Skip all lines in the entries below that come before the one containing "template invoking the ViewHelper.". Repeat that line and the rest exactly.

[Stored items]

********

PR #415, opened 2018-10-29
[FEATURE] Inline fluid ViewHelper

NamelessCoder:
Allows rendering a variable containing Fluid code as
if the code contained in the variable were part of the
template invoking the ViewHelper.

    $view->assign('variable', 'value of my variable');
    $view->assign('code', 'My variable: {variable}');

And in the template:

    {code -> f:inline()}

Which outputs:

    My variable: value of my variable

You can use this to pass smaller and dynamic pieces of Fluid code
to templates, as an alternative to creating new partial templates.

### DIFF
--- a/src/ViewHelpers/InlineViewHelper.php
+++ b/src/ViewHelpers/InlineViewHelper.php
@@ -1,0 +1,62 @@
+<?php
+namespace TYPO3Fluid\Fluid\ViewHelpers;
+
+use TYPO3Fluid\Fluid\Core\Rendering\RenderingContextInterface;
+use TYPO3Fluid\Fluid\Core\ViewHelper\AbstractViewHelper;
+use TYPO3Fluid\Fluid\Core\ViewHelper\Traits\CompileWithContentArgumentAndRenderStatic;
+
+/**
+ * Inline Fluid rendering ViewHelper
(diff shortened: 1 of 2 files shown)


src/ViewHelpers/InlineViewHelper.php
```diff
@@ -0,0 +1,64 @@
...
+    /**
+     * @return void
+     */
+    public function initializeArguments()
+    {
+        $this->registerArgument(
+            'code',
+            'string',
+            'Fluid code to be rendered as if it were part of the template rendering it. Can be passed as inline '.
+            'argument or tag content'
```
mbrodala: Please merge these two lines. Right now it looks like 4 arguments are passed to `registerArgument()`

NamelessCoder: Just for the record I'm personally all for allowing exceptions of longer lines but technically we do have a 130 char max. Again personally, I think it's time we all started reconsidering this limit because it isn't always a good idea to blindly enforce it ;) at any rate: changed, pushed.

NamelessCoder:
Don't merge, double linebreak detected.

NamelessCoder:
Fixed.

********

## TASK OUTPUT
template invoking the ViewHelper.

    $view->assign('variable', 'value of my variable');
    $view->assign('code', 'My variable: {variable}');

And in the template:

    {code -> f:inline()}

Which outputs:

    My variable: value of my variable

You can use this to pass smaller and dynamic pieces of Fluid code
to templates, as an alternative to creating new partial templates.

### DIFF
--- a/src/ViewHelpers/InlineViewHelper.php
+++ b/src/ViewHelpers/InlineViewHelper.php
@@ -1,0 +1,62 @@
+<?php
+namespace TYPO3Fluid\Fluid\ViewHelpers;
+
+use TYPO3Fluid\Fluid\Core\Rendering\RenderingContextInterface;
+use TYPO3Fluid\Fluid\Core\ViewHelper\AbstractViewHelper;
+use TYPO3Fluid\Fluid\Core\ViewHelper\Traits\CompileWithContentArgumentAndRenderStatic;
+
+/**
+ * Inline Fluid rendering ViewHelper
(diff shortened: 1 of 2 files shown)


src/ViewHelpers/InlineViewHelper.php
```diff
@@ -0,0 +1,64 @@
...
+    /**
+     * @return void
+     */
+    public function initializeArguments()
+    {
+        $this->registerArgument(
+            'code',
+            'string',
+            'Fluid code to be rendered as if it were part of the template rendering it. Can be passed as inline '.
+            'argument or tag content'
```
mbrodala: Please merge these two lines. Right now it looks like 4 arguments are passed to `registerArgument()`

NamelessCoder: Just for the record I'm personally all for allowing exceptions of longer lines but technically we do have a 130 char max. Again personally, I think it's time we all started reconsidering this limit because it isn't always a good idea to blindly enforce it ;) at any rate: changed, pushed.

NamelessCoder:
Don't merge, double linebreak detected.

NamelessCoder:
Fixed.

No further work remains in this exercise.